● **Problem requirements**
Identify all lines in the data containing the string "want". Copy them out.

● **Stored items**
PR #106, opened 2022-07-12
Shadow priest wrath rotation updates

dbyena:
Updated Spriest rotations for basic/clipping/ideal. Clipping/basic need minor updates still, but this is a good place to start for wrath analysis. Ideal is pretty much there, but definitely some work to do on snap shotting, but most of the stuff is in.


dbyena:
Accidently merged 2 pull requests

PR #117, opened 2022-07-12
Big rune overhaul, and some talents + skills

JooperGH:


.gitignore
```diff
@@ -8,6 +8,7 @@ node_modules
 # binaries
 dist
 binary_dist
+sim/web
```
lologarithm, line 11: We don't want to ignore the whole directory, just the file. I actually just added this change in my recent PR too. You can probably just remove this one :)

proto/common.proto
```diff
@@ -417,7 +417,7 @@ message RaidBuffs {
 	TristateEffect strength_of_earth_totem = 14; // none, normal, 15% improved
 	
 	// 20% Melee Haste
-	TristateEffect icy_talons = 15;
+	bool icy_talons = 15;
```
lologarithm, line 420: Ahh, I thought icy talons was like WF which can be 16% or 20%. I will fix this in my next PR

lologarithm: ah nvermind, you already fixed it :)

PR #127, opened 2022-07-14
added glyphs and set bonuses to rotation code

dbyena:
added glyphs and set bonuses to rotation code

### DIFF
--- a/sim/priest/shadow/rotation.go
+++ b/sim/priest/shadow/rotation.go
@@ -1,13 +1,14 @@
 package shadow
 
 import (
+	"math"
+	"time"
 	//"sort"
+
 	"github.com/wowsims/wotlk/sim/core"
 	"github.com/wowsims/wotlk/sim/core/proto"
 	"github.com/wowsims/wotlk/sim/core/stats"
 	"github.com/wowsims/wotlk/sim/priest"
-	"math"
-	"time"
 )
 
 // TODO: probably do something different instead of making it global?
@@ -73,11 +74,11 @@ func (spriest *ShadowPriest) tryUseGCD(sim *core.Simulation) {
 	if spriest.HasSetBonus(priest.ItemSetCrimsonAcolyte, 4) {
 		mf_reduc_time = time.Millisecond * 510
 	}
-	tickLength := spriest.ApplyCastSpeed(time.Second) - mf_reduc_time
+	tickLength := spriest.ApplyCastSpeed(time.Second - mf_reduc_time)
 	DotTickSpeed := float64(spriest.ApplyCastSpeed(time.Second * 3))
 	critChance := (spriest.GetStat(stats.SpellCrit) / (core.CritRatingPerCritChance * 100))
 	remain_fight := float64(sim.GetRemainingDuration())
-	bosshealth := float64(sim.GetRemainingDurationPercent())
+	//bosshealth := float64(sim.GetRemainingDurationPercent())
 	castmf2 := 0 // if SW stacks = 3, and we want to get SWP up at 5 stacks exactly, then we want to hard code a MF2
 	bestIdx := -1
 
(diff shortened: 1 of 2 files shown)


sim/priest/shadow/rotation.go
```diff
@@ -1,12 +1,13 @@
...
 
 import (
-	"time"
 	//"sort"
 	"github.com/wowsims/wotlk/sim/core"
 	"github.com/wowsims/wotlk/sim/core/proto"
 	"github.com/wowsims/wotlk/sim/core/stats"
+	"github.com/wowsims/wotlk/sim/priest"
 	"math"
+	"time"
```
jimmyt857, line 10: We keep the standard library imports separate from the github imports, with 1 blank line in between. So do:

```
math
time

github/...
github/...
```

sim/priest/shadow/rotation.go
```diff
@@ -68,10 +69,15 @@ func (spriest *ShadowPriest) tryUseGCD(sim *core.Simulation) {
 	// initialize helpful variables for calculations later
 	vtCastTime := spriest.ApplyCastSpeed(time.Millisecond * 1500)
 	gcd := spriest.SpellGCD()
-	tickLength := spriest.ApplyCastSpeed(time.Second)
+	var mf_reduc_time time.Duration
+	if spriest.HasSetBonus(priest.ItemSetCrimsonAcolyte, 4) {
```
jimmyt857, line 73: It might be cleaner to have a helper function in mind_flay.go which returns the base channel tick time. Then you could use that here and also in the construction of the Mind Flay spell.

sim/priest/shadow/rotation.go
```diff
@@ -68,10 +69,15 @@ func (spriest *ShadowPriest) tryUseGCD(sim *core.Simulation) {
...
+		mf_reduc_time = time.Millisecond * 510
+	}
+	tickLength := spriest.ApplyCastSpeed(time.Second) - mf_reduc_time
 	DotTickSpeed := float64(spriest.ApplyCastSpeed(time.Second * 3))
 	critChance := (spriest.GetStat(stats.SpellCrit) / (core.CritRatingPerCritChance * 100))
 	remain_fight := float64(sim.GetRemainingDuration())
+	bosshealth := float64(sim.GetRemainingDurationPercent())
```
jimmyt857, line 80: We have a built-in mechanism for this, which you need to use in order to work properly with the user inputs in the UI. Call this function to check for 35% execute: https://github.com/wowsims/wotlk/blob/master/sim/core/sim.go#L363

sim/priest/shadow/rotation.go
```diff
@@ -150,6 +156,14 @@ func (spriest *ShadowPriest) tryUseGCD(sim *core.Simulation) {
 			TFmod = 0
 		}
 
+		mfglyphMod := 1.0
+		if spriest.HasGlyph(int32(proto.PriestMajorGlyph_GlyphOfMindFlay)) {
```
jimmyt857, line 160: Instead of casting all of these glyphs, create helper functions for priest, analogous to https://github.com/wowsims/wotlk/blob/master/sim/hunter/hunter.go#L84

sim/priest/shadow/rotation.go
dbyena: I'll work on adding these optimizations later in code clean up, but I am trying to figure out core rotation stuff first and I suck at minor things like this.

sim/priest/shadow/rotation.go
dbyena: The helper function seems pretty close to what is already in this code. Small implementation differences, but seems fine. Maybe im not understanding.

sim/priest/shadow/rotation.go
dbyena: updated

sim/priest/shadow/rotation.go
dbyena: updated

● **Reply**
lologarithm, line 11: We don't want to ignore the whole directory, just the file. I actually just added this change in my recent PR too. You can probably just remove this one :)
 	castmf2 := 0 // if SW stacks = 3, and we want to get SWP up at 5 stacks exactly, then we want to hard code a MF2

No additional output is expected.